| TO DO |
Search the data for the string "allowed", and report each line where it is found.
__________________________________________________
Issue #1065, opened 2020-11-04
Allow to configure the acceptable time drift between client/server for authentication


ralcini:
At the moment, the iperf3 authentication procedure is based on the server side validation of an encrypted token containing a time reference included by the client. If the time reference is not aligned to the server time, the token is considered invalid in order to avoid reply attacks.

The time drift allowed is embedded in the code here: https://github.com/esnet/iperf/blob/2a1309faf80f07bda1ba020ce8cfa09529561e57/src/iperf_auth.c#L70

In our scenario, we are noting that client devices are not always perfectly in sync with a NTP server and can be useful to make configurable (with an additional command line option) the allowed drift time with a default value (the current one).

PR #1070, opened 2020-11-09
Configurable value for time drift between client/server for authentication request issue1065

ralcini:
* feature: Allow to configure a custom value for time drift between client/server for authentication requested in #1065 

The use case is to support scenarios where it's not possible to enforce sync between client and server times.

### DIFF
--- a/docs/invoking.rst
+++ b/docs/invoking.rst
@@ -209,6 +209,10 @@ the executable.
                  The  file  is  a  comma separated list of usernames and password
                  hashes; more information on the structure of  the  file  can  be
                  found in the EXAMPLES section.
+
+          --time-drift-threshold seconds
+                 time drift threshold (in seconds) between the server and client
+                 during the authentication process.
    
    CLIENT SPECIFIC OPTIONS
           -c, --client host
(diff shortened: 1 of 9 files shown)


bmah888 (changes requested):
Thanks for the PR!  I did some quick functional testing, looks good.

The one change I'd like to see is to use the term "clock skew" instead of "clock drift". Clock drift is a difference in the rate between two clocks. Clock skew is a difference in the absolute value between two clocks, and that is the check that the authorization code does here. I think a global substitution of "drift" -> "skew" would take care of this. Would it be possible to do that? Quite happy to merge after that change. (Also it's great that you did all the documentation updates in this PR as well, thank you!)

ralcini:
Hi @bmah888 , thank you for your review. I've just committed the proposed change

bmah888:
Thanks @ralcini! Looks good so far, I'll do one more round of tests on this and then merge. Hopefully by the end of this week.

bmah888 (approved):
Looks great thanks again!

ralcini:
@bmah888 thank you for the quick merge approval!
__________________________________________________
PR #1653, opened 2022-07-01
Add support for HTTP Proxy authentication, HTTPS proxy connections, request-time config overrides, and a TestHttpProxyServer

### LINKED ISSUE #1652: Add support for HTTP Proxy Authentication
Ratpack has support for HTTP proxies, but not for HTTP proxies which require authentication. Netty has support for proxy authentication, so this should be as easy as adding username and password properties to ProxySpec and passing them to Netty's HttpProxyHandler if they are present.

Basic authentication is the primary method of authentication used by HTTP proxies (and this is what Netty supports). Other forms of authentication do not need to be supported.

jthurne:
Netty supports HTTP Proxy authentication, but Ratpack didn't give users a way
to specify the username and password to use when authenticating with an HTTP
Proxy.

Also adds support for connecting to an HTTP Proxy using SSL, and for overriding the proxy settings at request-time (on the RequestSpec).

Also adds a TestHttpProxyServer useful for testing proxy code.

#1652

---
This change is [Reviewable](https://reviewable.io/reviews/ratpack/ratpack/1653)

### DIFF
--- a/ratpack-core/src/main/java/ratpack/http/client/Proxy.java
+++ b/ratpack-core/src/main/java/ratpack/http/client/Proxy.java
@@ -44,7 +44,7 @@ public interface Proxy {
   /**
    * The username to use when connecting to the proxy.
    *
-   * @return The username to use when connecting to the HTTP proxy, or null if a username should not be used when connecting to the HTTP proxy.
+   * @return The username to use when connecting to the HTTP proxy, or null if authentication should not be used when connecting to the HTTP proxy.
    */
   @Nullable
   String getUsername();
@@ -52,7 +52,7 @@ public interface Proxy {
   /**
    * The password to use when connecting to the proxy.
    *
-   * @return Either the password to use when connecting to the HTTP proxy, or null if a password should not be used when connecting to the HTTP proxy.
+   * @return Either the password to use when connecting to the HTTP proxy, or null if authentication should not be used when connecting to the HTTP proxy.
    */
__________________________________________________
| ANSWER TO THE PROBLEM |
The time drift allowed is embedded in the code here: https://github.com/esnet/iperf/blob/2a1309faf80f07bda1ba020ce8cfa09529561e57/src/iperf_auth.c#L70
In our scenario, we are noting that client devices are not always perfectly in sync with a NTP server and can be useful to make configurable (with an additional command line option) the allowed drift time with a default value (the current one).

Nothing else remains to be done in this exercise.